* _WHAT IS EXPECTED_
Scan the records below for the word "bidoubiwa". Copy each line where it appears.
—————
PR #146, opened 2021-02-22
Should throw exception if httpBody empty

jwohlfert23:
I've been seeing the occasional error in my app saying "index already exists". I traced that error back to the "getOrCreateIndex" method.

When the response from meilisearch is empty, it should not try to create the index because we don't know for sure that the index "not found".

### DIFF
--- a/src/Delegates/HandlesIndex.php
+++ b/src/Delegates/HandlesIndex.php
@@ -61,10 +61,11 @@ trait HandlesIndex
         try {
             $index = $this->getIndex($uid, $options);
         } catch (HTTPRequestException $e) {
-            if (\is_array($e->httpBody) && 'index_not_found' !== $e->httpBody['errorCode']) {
+            if (\is_array($e->httpBody) && 'index_not_found' === $e->httpBody['errorCode']) {
+                $index = $this->createIndex($uid, $options);
+            } else {
                 throw $e;
             }
-            $index = $this->createIndex($uid, $options);
         }
 
         return $index;


bidoubiwa:
Hey @jwohlfert23. Thanks a lot for this contribution. If I understand correctly. In the case another error occurs, that is not `not_found`, there should not be an attempt to create a new index? 

I think this is a great addition. Do you have an example of when or how this problem occurred?

jwohlfert23:
In my case, the issue is sometimes that the service is unavailable, meaning I'm getting a 400 or 500 level error, with no response body.  When there is an empty body, it is trying to create the index, even though the error isn't specifying that explicitly.

src/Delegates/HandlesIndex.php
```diff
@@ -61,7 +61,7 @@ public function getOrCreateIndex(string $uid, array $options = []): Indexes
         try {
             $index = $this->getIndex($uid, $options);
         } catch (HTTPRequestException $e) {
-            if (\is_array($e->httpBody) && 'index_not_found' !== $e->httpBody['errorCode']) {
+            if (!\is_array($e->httpBody) || 'index_not_found' !== $e->httpBody['errorCode']) {
                 throw $e;
             }
             $index = $this->createIndex($uid, $options);
```
bidoubiwa, line 67:
```suggestion
            if (\is_array($e->httpBody) && 'index_not_found' == $e->httpBody['errorCode'])
            {
                $index = $this->createIndex($uid, $options);
            } else {
               throw $e;
            }
```

The first part of the if the condition was probably added to ensure the `httpBody` has content in it. As it could be an error not related to MeiliSearch in which case the httpBody might be empty.

I try to find a more bulletproof solution. What do you think of this suggestion?

bidoubiwa (changes requested):

src/Delegates/HandlesIndex.php
jwohlfert23: works for me!

bidoubiwa: Could you commit the suggestion?

jwohlfert23: Done

bidoubiwa (approved):

bidoubiwa:
bors merge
—————
* _WRITTEN REPLY_
bidoubiwa:
bidoubiwa, line 67:
bidoubiwa (changes requested):
bidoubiwa: Could you commit the suggestion?
bidoubiwa (approved):
bidoubiwa:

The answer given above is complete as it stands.